- WHAT IS NEEDED -
From the records below, output exactly the lines running from the line containing "trevarj, line 288: So" through the line containing "apoelstra: No, this", and no others.

- DATA FOR THIS EXERCISE -

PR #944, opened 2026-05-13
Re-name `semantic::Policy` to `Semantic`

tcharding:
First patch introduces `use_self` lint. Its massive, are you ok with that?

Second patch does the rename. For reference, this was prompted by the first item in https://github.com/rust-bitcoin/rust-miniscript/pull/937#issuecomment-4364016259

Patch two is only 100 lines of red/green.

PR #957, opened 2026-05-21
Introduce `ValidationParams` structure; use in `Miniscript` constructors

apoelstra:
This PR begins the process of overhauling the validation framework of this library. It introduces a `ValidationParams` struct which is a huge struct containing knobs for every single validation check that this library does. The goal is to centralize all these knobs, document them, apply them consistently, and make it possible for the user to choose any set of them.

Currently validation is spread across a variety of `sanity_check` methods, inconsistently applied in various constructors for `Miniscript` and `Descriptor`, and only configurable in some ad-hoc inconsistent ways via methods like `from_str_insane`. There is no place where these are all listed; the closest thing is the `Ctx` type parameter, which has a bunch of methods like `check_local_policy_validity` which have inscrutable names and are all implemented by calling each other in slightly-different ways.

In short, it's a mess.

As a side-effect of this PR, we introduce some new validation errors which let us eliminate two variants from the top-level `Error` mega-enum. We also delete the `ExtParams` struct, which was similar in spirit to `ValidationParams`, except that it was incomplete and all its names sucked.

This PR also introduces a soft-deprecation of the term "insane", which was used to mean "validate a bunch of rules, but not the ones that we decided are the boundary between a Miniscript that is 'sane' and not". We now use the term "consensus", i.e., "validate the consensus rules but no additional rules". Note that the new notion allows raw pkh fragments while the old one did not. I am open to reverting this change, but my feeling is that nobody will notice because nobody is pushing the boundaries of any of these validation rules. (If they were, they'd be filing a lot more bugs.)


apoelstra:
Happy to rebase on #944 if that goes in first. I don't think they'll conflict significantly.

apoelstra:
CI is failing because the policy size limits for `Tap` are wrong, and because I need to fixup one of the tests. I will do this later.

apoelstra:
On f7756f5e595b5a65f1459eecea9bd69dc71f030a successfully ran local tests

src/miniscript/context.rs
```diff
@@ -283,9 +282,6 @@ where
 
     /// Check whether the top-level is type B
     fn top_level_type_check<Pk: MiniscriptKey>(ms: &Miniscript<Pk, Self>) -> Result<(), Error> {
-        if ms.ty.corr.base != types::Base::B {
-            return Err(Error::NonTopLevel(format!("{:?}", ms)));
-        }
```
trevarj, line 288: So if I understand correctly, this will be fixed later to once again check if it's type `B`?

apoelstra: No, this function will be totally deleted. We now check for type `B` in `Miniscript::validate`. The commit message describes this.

...

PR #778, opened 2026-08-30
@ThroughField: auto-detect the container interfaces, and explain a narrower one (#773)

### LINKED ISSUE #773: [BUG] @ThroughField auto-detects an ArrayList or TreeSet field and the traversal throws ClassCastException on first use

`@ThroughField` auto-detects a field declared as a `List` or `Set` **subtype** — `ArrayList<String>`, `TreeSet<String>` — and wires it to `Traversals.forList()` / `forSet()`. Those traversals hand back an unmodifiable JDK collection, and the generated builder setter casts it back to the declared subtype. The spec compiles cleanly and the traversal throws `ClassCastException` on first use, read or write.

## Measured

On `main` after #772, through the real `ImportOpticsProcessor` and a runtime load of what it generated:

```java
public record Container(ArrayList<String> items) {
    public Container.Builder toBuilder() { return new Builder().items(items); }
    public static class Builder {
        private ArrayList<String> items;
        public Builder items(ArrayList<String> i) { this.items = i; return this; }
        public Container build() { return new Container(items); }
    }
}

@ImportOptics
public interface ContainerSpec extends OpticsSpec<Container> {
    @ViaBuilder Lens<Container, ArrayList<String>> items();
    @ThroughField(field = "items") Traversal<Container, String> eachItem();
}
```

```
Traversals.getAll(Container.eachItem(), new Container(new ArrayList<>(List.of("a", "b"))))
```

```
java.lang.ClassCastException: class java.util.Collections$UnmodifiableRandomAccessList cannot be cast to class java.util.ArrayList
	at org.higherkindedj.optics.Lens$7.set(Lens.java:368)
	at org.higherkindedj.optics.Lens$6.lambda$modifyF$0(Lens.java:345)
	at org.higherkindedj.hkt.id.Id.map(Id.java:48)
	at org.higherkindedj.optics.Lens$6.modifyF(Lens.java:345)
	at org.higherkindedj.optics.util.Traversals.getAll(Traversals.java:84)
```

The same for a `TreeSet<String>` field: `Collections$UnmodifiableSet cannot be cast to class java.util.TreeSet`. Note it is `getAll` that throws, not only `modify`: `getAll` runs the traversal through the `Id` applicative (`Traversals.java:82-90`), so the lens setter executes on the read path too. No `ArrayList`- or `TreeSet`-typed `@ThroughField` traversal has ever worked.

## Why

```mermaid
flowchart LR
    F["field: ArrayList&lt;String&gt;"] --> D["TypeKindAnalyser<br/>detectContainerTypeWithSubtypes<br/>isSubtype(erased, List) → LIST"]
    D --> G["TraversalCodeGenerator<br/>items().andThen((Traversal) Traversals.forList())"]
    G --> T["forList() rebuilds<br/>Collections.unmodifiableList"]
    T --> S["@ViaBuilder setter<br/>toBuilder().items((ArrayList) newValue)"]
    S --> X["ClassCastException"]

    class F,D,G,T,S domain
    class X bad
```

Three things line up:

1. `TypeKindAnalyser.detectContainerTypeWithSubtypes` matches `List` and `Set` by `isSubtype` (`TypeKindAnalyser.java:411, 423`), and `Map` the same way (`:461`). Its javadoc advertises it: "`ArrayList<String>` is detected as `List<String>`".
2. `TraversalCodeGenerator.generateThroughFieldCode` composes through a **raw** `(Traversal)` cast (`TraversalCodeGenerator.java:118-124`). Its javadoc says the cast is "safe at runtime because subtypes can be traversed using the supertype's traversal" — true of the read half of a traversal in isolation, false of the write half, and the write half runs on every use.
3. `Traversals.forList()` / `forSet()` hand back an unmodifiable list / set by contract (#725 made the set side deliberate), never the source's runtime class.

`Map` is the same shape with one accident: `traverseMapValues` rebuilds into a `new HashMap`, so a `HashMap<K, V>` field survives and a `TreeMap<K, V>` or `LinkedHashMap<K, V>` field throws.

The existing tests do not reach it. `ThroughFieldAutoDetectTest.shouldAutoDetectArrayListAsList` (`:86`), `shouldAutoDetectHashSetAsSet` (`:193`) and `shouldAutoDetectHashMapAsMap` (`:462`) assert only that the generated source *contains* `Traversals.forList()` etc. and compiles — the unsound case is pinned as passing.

- ANSWER AREA -
trevarj, line 288: So if I understand correctly, this will be fixed later to once again check if it's type `B`?

apoelstra: No, this function will be totally deleted. We now check for type `B` in `Miniscript::validate`. The commit message describes this.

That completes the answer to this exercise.